[Records excerpted from a collection]
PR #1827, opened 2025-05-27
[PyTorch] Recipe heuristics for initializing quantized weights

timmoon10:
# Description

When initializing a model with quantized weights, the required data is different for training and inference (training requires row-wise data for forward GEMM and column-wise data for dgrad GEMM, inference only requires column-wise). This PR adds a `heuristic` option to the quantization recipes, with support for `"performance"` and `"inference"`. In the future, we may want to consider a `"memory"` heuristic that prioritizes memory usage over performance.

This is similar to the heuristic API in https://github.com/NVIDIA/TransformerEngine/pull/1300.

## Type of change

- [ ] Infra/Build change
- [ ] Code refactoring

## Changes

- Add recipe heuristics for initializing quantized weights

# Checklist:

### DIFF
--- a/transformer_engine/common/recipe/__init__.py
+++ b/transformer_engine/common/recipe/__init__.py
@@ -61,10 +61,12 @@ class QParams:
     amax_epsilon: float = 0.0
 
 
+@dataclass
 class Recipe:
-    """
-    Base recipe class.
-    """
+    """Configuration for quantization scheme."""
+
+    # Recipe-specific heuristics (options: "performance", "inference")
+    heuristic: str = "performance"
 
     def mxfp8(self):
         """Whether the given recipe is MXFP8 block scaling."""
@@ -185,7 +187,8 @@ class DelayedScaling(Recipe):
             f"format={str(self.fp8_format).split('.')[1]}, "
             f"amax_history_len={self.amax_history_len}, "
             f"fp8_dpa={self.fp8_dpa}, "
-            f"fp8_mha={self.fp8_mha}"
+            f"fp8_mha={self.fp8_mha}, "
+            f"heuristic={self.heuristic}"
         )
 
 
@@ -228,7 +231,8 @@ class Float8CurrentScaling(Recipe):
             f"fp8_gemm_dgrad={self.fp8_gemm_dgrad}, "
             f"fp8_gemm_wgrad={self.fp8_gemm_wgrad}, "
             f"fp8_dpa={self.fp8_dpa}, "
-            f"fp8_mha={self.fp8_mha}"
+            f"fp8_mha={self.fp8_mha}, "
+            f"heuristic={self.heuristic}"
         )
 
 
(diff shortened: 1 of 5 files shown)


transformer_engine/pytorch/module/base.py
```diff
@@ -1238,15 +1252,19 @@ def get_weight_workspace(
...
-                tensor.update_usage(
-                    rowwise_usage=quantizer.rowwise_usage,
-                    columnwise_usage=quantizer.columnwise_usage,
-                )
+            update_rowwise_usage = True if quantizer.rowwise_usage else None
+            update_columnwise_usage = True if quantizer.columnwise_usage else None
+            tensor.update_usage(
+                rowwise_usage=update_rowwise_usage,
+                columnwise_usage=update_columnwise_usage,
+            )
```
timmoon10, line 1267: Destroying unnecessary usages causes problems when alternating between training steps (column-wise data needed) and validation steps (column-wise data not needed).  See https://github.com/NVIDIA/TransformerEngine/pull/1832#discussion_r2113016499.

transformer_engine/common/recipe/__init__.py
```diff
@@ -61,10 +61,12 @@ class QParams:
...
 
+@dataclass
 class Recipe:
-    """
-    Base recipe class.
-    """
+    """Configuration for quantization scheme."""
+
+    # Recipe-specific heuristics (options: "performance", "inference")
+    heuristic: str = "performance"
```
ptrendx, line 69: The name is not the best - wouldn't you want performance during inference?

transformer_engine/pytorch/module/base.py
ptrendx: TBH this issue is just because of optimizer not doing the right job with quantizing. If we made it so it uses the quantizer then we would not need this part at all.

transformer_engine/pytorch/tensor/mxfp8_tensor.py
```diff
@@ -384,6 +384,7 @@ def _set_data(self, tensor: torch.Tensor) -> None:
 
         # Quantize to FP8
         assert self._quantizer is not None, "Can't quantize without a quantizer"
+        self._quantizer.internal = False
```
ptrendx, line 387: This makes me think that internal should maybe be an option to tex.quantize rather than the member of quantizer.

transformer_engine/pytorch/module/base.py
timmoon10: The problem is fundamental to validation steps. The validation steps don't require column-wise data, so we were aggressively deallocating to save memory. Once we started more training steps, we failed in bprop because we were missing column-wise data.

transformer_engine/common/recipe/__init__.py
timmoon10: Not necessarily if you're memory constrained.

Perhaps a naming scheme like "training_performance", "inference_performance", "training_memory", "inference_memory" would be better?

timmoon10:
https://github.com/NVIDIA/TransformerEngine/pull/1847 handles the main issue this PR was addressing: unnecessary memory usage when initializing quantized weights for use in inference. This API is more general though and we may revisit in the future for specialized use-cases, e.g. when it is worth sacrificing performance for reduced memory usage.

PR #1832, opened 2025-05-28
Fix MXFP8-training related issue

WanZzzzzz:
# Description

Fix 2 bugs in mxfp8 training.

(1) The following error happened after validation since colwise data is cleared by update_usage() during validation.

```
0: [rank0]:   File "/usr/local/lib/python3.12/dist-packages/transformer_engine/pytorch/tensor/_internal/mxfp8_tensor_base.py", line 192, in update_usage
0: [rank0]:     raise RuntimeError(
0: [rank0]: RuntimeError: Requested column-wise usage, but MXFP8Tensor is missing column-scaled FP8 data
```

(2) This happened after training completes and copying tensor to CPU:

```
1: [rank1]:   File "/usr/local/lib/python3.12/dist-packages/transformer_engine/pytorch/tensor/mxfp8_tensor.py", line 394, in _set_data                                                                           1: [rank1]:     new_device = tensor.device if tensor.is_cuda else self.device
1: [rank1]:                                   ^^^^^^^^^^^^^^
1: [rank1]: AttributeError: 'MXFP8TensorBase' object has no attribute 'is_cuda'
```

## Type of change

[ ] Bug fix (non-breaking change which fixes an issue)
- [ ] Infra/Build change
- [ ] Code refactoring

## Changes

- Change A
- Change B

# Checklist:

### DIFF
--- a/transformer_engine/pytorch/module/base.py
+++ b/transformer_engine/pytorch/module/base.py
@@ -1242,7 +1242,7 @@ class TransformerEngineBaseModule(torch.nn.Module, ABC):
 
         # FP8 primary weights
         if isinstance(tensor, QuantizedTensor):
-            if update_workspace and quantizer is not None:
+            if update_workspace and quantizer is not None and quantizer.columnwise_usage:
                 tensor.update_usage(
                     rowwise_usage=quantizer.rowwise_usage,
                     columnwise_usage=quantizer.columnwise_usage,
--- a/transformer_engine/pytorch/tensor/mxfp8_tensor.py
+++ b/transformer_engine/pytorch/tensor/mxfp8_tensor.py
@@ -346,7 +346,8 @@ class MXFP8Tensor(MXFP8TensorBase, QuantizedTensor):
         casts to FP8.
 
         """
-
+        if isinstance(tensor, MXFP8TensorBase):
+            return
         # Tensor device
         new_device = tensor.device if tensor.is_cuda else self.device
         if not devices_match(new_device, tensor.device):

● **Problem requirements**: Copy every record verbatim.

● **Solution for this task**:
PR #1827, opened 2025-05-27
[PyTorch] Recipe heuristics for initializing quantized weights

timmoon10:
# Description

When initializing a model with quantized weights, the required data is different for training and inference (training requires row-wise data for forward GEMM and column-wise data for dgrad GEMM, inference only requires column-wise). This PR adds a `heuristic` option to the quantization recipes, with support for `"performance"` and `"inference"`. In the future, we may want to consider a `"memory"` heuristic that prioritizes memory usage over performance.

This is similar to the heuristic API in https://github.com/NVIDIA/TransformerEngine/pull/1300.

## Type of change

- [ ] Infra/Build change
- [ ] Code refactoring

## Changes

- Add recipe heuristics for initializing quantized weights

# Checklist:

### DIFF
--- a/transformer_engine/common/recipe/__init__.py
+++ b/transformer_engine/common/recipe/__init__.py
@@ -61,10 +61,12 @@ class QParams:
     amax_epsilon: float = 0.0
 
 
+@dataclass
 class Recipe:
-    """
-    Base recipe class.
-    """
+    """Configuration for quantization scheme."""
+
+    # Recipe-specific heuristics (options: "performance", "inference")
+    heuristic: str = "performance"
 
     def mxfp8(self):
         """Whether the given recipe is MXFP8 block scaling."""
@@ -185,7 +187,8 @@ class DelayedScaling(Recipe):
             f"format={str(self.fp8_format).split('.')[1]}, "
             f"amax_history_len={self.amax_history_len}, "
             f"fp8_dpa={self.fp8_dpa}, "
-            f"fp8_mha={self.fp8_mha}"
+            f"fp8_mha={self.fp8_mha}, "
+            f"heuristic={self.heuristic}"
         )
 
 
@@ -228,7 +231,8 @@ class Float8CurrentScaling(Recipe):
             f"fp8_gemm_dgrad={self.fp8_gemm_dgrad}, "
             f"fp8_gemm_wgrad={self.fp8_gemm_wgrad}, "
             f"fp8_dpa={self.fp8_dpa}, "
-            f"fp8_mha={self.fp8_mha}"
+            f"fp8_mha={self.fp8_mha}, "
+            f"heuristic={self.heuristic}"
         )
 
 
(diff shortened: 1 of 5 files shown)


transformer_engine/pytorch/module/base.py
```diff
@@ -1238,15 +1252,19 @@ def get_weight_workspace(
...
-                tensor.update_usage(
-                    rowwise_usage=quantizer.rowwise_usage,
-                    columnwise_usage=quantizer.columnwise_usage,
-                )
+            update_rowwise_usage = True if quantizer.rowwise_usage else None
+            update_columnwise_usage = True if quantizer.columnwise_usage else None
+            tensor.update_usage(
+                rowwise_usage=update_rowwise_usage,
+                columnwise_usage=update_columnwise_usage,
+            )
```
timmoon10, line 1267: Destroying unnecessary usages causes problems when alternating between training steps (column-wise data needed) and validation steps (column-wise data not needed).  See https://github.com/NVIDIA/TransformerEngine/pull/1832#discussion_r2113016499.

transformer_engine/common/recipe/__init__.py
```diff
@@ -61,10 +61,12 @@ class QParams:
...
 
+@dataclass
 class Recipe:
-    """
-    Base recipe class.
-    """
+    """Configuration for quantization scheme."""
+
+    # Recipe-specific heuristics (options: "performance", "inference")
+    heuristic: str = "performance"
```
ptrendx, line 69: The name is not the best - wouldn't you want performance during inference?

transformer_engine/pytorch/module/base.py
ptrendx: TBH this issue is just because of optimizer not doing the right job with quantizing. If we made it so it uses the quantizer then we would not need this part at all.

transformer_engine/pytorch/tensor/mxfp8_tensor.py
```diff
@@ -384,6 +384,7 @@ def _set_data(self, tensor: torch.Tensor) -> None:
 
         # Quantize to FP8
         assert self._quantizer is not None, "Can't quantize without a quantizer"
+        self._quantizer.internal = False
```
ptrendx, line 387: This makes me think that internal should maybe be an option to tex.quantize rather than the member of quantizer.

transformer_engine/pytorch/module/base.py
timmoon10: The problem is fundamental to validation steps. The validation steps don't require column-wise data, so we were aggressively deallocating to save memory. Once we started more training steps, we failed in bprop because we were missing column-wise data.

transformer_engine/common/recipe/__init__.py
timmoon10: Not necessarily if you're memory constrained.

Perhaps a naming scheme like "training_performance", "inference_performance", "training_memory", "inference_memory" would be better?

timmoon10:
https://github.com/NVIDIA/TransformerEngine/pull/1847 handles the main issue this PR was addressing: unnecessary memory usage when initializing quantized weights for use in inference. This API is more general though and we may revisit in the future for specialized use-cases, e.g. when it is worth sacrificing performance for reduced memory usage.

PR #1832, opened 2025-05-28
Fix MXFP8-training related issue

WanZzzzzz:
# Description

Fix 2 bugs in mxfp8 training.

(1) The following error happened after validation since colwise data is cleared by update_usage() during validation.

```
0: [rank0]:   File "/usr/local/lib/python3.12/dist-packages/transformer_engine/pytorch/tensor/_internal/mxfp8_tensor_base.py", line 192, in update_usage
0: [rank0]:     raise RuntimeError(
0: [rank0]: RuntimeError: Requested column-wise usage, but MXFP8Tensor is missing column-scaled FP8 data
```

(2) This happened after training completes and copying tensor to CPU:

```
1: [rank1]:   File "/usr/local/lib/python3.12/dist-packages/transformer_engine/pytorch/tensor/mxfp8_tensor.py", line 394, in _set_data                                                                           1: [rank1]:     new_device = tensor.device if tensor.is_cuda else self.device
1: [rank1]:                                   ^^^^^^^^^^^^^^
1: [rank1]: AttributeError: 'MXFP8TensorBase' object has no attribute 'is_cuda'
```

## Type of change

[ ] Bug fix (non-breaking change which fixes an issue)
- [ ] Infra/Build change
- [ ] Code refactoring

## Changes

- Change A
- Change B

# Checklist:

### DIFF
--- a/transformer_engine/pytorch/module/base.py
+++ b/transformer_engine/pytorch/module/base.py
@@ -1242,7 +1242,7 @@ class TransformerEngineBaseModule(torch.nn.Module, ABC):
 
         # FP8 primary weights
         if isinstance(tensor, QuantizedTensor):
-            if update_workspace and quantizer is not None:
+            if update_workspace and quantizer is not None and quantizer.columnwise_usage:
                 tensor.update_usage(
                     rowwise_usage=quantizer.rowwise_usage,
                     columnwise_usage=quantizer.columnwise_usage,
--- a/transformer_engine/pytorch/tensor/mxfp8_tensor.py
+++ b/transformer_engine/pytorch/tensor/mxfp8_tensor.py
@@ -346,7 +346,8 @@ class MXFP8Tensor(MXFP8TensorBase, QuantizedTensor):
         casts to FP8.
 
         """
-
+        if isinstance(tensor, MXFP8TensorBase):
+            return
         # Tensor device
         new_device = tensor.device if tensor.is_cuda else self.device
         if not devices_match(new_device, tensor.device):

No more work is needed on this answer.